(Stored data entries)
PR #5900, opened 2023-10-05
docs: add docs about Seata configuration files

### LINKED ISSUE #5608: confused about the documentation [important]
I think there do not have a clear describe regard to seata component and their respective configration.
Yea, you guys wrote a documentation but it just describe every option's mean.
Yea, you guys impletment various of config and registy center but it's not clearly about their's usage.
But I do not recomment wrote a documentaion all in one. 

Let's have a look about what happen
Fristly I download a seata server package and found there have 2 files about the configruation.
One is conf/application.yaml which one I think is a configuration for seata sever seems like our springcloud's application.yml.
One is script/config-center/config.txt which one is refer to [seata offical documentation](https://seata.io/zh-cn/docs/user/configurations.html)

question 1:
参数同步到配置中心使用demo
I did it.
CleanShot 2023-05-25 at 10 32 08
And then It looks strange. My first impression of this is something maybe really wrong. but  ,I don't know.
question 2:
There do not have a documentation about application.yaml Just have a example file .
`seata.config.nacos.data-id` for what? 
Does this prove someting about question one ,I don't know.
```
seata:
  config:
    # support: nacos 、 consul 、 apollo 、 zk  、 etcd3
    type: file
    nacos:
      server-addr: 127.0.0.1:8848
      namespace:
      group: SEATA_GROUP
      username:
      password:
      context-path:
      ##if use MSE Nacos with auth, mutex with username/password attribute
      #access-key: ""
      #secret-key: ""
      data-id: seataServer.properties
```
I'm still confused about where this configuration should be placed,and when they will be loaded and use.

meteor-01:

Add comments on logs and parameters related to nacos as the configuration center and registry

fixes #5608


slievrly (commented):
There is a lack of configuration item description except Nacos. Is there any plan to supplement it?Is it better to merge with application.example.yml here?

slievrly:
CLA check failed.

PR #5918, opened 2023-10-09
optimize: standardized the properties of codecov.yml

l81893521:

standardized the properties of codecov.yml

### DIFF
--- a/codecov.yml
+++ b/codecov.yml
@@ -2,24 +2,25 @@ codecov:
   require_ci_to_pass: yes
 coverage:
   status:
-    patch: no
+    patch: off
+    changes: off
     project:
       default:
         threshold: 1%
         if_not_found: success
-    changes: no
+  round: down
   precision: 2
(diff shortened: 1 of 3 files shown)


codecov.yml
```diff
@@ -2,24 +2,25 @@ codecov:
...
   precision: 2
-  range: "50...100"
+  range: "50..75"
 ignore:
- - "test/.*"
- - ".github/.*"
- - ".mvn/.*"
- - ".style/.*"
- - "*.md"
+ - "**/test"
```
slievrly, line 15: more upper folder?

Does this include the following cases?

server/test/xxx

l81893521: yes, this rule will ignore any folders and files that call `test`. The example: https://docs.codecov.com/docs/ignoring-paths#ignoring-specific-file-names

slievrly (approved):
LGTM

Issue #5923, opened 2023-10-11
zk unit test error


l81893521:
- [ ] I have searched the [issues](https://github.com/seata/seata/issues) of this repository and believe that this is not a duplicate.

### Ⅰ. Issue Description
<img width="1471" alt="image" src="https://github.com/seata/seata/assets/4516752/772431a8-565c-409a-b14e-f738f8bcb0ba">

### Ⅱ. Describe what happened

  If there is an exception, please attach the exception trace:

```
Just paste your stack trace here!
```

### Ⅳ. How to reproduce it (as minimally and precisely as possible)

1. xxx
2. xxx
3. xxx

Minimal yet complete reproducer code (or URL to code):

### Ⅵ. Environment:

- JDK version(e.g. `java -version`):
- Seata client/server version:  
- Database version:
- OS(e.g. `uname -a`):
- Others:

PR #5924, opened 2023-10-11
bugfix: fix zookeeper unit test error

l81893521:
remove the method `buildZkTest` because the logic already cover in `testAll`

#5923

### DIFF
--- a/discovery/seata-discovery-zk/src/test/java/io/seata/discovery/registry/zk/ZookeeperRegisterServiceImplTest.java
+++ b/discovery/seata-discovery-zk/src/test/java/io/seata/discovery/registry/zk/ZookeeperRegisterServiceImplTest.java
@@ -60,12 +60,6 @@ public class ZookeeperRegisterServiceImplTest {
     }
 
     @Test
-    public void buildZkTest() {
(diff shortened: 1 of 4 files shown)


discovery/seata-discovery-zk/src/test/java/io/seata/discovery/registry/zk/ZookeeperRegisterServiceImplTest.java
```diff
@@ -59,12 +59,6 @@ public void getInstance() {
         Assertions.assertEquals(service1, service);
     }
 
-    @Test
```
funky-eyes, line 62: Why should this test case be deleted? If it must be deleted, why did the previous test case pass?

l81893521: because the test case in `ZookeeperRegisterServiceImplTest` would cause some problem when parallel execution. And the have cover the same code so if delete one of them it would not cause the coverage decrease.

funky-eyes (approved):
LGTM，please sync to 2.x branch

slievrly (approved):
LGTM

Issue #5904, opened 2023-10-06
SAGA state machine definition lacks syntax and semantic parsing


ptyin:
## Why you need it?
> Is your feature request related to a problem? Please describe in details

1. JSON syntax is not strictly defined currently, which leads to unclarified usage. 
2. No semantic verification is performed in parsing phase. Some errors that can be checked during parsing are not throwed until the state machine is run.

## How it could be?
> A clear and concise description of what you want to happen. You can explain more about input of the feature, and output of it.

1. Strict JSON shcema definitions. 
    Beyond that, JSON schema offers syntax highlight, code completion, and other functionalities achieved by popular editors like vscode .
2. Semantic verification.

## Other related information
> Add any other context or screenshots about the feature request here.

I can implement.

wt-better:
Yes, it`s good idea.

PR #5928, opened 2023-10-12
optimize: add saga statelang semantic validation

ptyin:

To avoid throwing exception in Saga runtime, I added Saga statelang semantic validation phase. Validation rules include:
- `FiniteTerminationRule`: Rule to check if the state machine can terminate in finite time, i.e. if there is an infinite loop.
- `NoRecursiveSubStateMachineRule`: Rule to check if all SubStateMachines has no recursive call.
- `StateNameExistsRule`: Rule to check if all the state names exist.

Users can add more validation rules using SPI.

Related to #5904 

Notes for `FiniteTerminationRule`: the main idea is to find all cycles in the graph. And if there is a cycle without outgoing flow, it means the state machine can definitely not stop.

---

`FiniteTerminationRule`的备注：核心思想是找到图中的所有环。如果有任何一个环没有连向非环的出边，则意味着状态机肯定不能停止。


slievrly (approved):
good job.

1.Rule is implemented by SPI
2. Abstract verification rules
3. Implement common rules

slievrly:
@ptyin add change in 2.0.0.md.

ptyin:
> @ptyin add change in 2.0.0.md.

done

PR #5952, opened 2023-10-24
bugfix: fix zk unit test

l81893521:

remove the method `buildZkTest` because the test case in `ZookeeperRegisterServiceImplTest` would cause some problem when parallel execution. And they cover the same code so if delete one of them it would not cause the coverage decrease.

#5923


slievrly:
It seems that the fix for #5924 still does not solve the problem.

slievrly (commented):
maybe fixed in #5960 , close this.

**WHAT TO DO**
Give back each line above precisely as it stands.

**ANSWER AREA**
PR #5900, opened 2023-10-05
docs: add docs about Seata configuration files

### LINKED ISSUE #5608: confused about the documentation [important]
I think there do not have a clear describe regard to seata component and their respective configration.
Yea, you guys wrote a documentation but it just describe every option's mean.
Yea, you guys impletment various of config and registy center but it's not clearly about their's usage.
But I do not recomment wrote a documentaion all in one. 

Let's have a look about what happen
Fristly I download a seata server package and found there have 2 files about the configruation.
One is conf/application.yaml which one I think is a configuration for seata sever seems like our springcloud's application.yml.
One is script/config-center/config.txt which one is refer to [seata offical documentation](https://seata.io/zh-cn/docs/user/configurations.html)

question 1:
参数同步到配置中心使用demo
I did it.
CleanShot 2023-05-25 at 10 32 08
And then It looks strange. My first impression of this is something maybe really wrong. but  ,I don't know.
question 2:
There do not have a documentation about application.yaml Just have a example file .
`seata.config.nacos.data-id` for what? 
Does this prove someting about question one ,I don't know.
```
seata:
  config:
    # support: nacos 、 consul 、 apollo 、 zk  、 etcd3
    type: file
    nacos:
      server-addr: 127.0.0.1:8848
      namespace:
      group: SEATA_GROUP
      username:
      password:
      context-path:
      ##if use MSE Nacos with auth, mutex with username/password attribute
      #access-key: ""
      #secret-key: ""
      data-id: seataServer.properties
```
I'm still confused about where this configuration should be placed,and when they will be loaded and use.

meteor-01:

Add comments on logs and parameters related to nacos as the configuration center and registry

fixes #5608


slievrly (commented):
There is a lack of configuration item description except Nacos. Is there any plan to supplement it?Is it better to merge with application.example.yml here?

slievrly:
CLA check failed.

PR #5918, opened 2023-10-09
optimize: standardized the properties of codecov.yml

l81893521:

standardized the properties of codecov.yml

### DIFF
--- a/codecov.yml
+++ b/codecov.yml
@@ -2,24 +2,25 @@ codecov:
   require_ci_to_pass: yes
 coverage:
   status:
-    patch: no
+    patch: off
+    changes: off
     project:
       default:
         threshold: 1%
         if_not_found: success
-    changes: no
+  round: down
   precision: 2
(diff shortened: 1 of 3 files shown)


codecov.yml
```diff
@@ -2,24 +2,25 @@ codecov:
...
   precision: 2
-  range: "50...100"
+  range: "50..75"
 ignore:
- - "test/.*"
- - ".github/.*"
- - ".mvn/.*"
- - ".style/.*"
- - "*.md"
+ - "**/test"
```
slievrly, line 15: more upper folder?

Does this include the following cases?

server/test/xxx

l81893521: yes, this rule will ignore any folders and files that call `test`. The example: https://docs.codecov.com/docs/ignoring-paths#ignoring-specific-file-names

slievrly (approved):
LGTM

Issue #5923, opened 2023-10-11
zk unit test error


l81893521:
- [ ] I have searched the [issues](https://github.com/seata/seata/issues) of this repository and believe that this is not a duplicate.

### Ⅰ. Issue Description
<img width="1471" alt="image" src="https://github.com/seata/seata/assets/4516752/772431a8-565c-409a-b14e-f738f8bcb0ba">

### Ⅱ. Describe what happened

  If there is an exception, please attach the exception trace:

```
Just paste your stack trace here!
```

### Ⅳ. How to reproduce it (as minimally and precisely as possible)

1. xxx
2. xxx
3. xxx

Minimal yet complete reproducer code (or URL to code):

### Ⅵ. Environment:

- JDK version(e.g. `java -version`):
- Seata client/server version:  
- Database version:
- OS(e.g. `uname -a`):
- Others:

PR #5924, opened 2023-10-11
bugfix: fix zookeeper unit test error

l81893521:
remove the method `buildZkTest` because the logic already cover in `testAll`

#5923

### DIFF
--- a/discovery/seata-discovery-zk/src/test/java/io/seata/discovery/registry/zk/ZookeeperRegisterServiceImplTest.java
+++ b/discovery/seata-discovery-zk/src/test/java/io/seata/discovery/registry/zk/ZookeeperRegisterServiceImplTest.java
@@ -60,12 +60,6 @@ public class ZookeeperRegisterServiceImplTest {
     }
 
     @Test
-    public void buildZkTest() {
(diff shortened: 1 of 4 files shown)


discovery/seata-discovery-zk/src/test/java/io/seata/discovery/registry/zk/ZookeeperRegisterServiceImplTest.java
```diff
@@ -59,12 +59,6 @@ public void getInstance() {
         Assertions.assertEquals(service1, service);
     }
 
-    @Test
```
funky-eyes, line 62: Why should this test case be deleted? If it must be deleted, why did the previous test case pass?

l81893521: because the test case in `ZookeeperRegisterServiceImplTest` would cause some problem when parallel execution. And the have cover the same code so if delete one of them it would not cause the coverage decrease.

funky-eyes (approved):
LGTM，please sync to 2.x branch

slievrly (approved):
LGTM

Issue #5904, opened 2023-10-06
SAGA state machine definition lacks syntax and semantic parsing


ptyin:
## Why you need it?
> Is your feature request related to a problem? Please describe in details

1. JSON syntax is not strictly defined currently, which leads to unclarified usage. 
2. No semantic verification is performed in parsing phase. Some errors that can be checked during parsing are not throwed until the state machine is run.

## How it could be?
> A clear and concise description of what you want to happen. You can explain more about input of the feature, and output of it.

1. Strict JSON shcema definitions. 
    Beyond that, JSON schema offers syntax highlight, code completion, and other functionalities achieved by popular editors like vscode .
2. Semantic verification.

## Other related information
> Add any other context or screenshots about the feature request here.

I can implement.

wt-better:
Yes, it`s good idea.

PR #5928, opened 2023-10-12
optimize: add saga statelang semantic validation

ptyin:

To avoid throwing exception in Saga runtime, I added Saga statelang semantic validation phase. Validation rules include:
- `FiniteTerminationRule`: Rule to check if the state machine can terminate in finite time, i.e. if there is an infinite loop.
- `NoRecursiveSubStateMachineRule`: Rule to check if all SubStateMachines has no recursive call.
- `StateNameExistsRule`: Rule to check if all the state names exist.

Users can add more validation rules using SPI.

Related to #5904 

Notes for `FiniteTerminationRule`: the main idea is to find all cycles in the graph. And if there is a cycle without outgoing flow, it means the state machine can definitely not stop.

---

`FiniteTerminationRule`的备注：核心思想是找到图中的所有环。如果有任何一个环没有连向非环的出边，则意味着状态机肯定不能停止。


slievrly (approved):
good job.

1.Rule is implemented by SPI
2. Abstract verification rules
3. Implement common rules

slievrly:
@ptyin add change in 2.0.0.md.

ptyin:
> @ptyin add change in 2.0.0.md.

done

PR #5952, opened 2023-10-24
bugfix: fix zk unit test

l81893521:

remove the method `buildZkTest` because the test case in `ZookeeperRegisterServiceImplTest` would cause some problem when parallel execution. And they cover the same code so if delete one of them it would not cause the coverage decrease.

#5923


slievrly:
It seems that the fix for #5924 still does not solve the problem.

slievrly (commented):
maybe fixed in #5960 , close this.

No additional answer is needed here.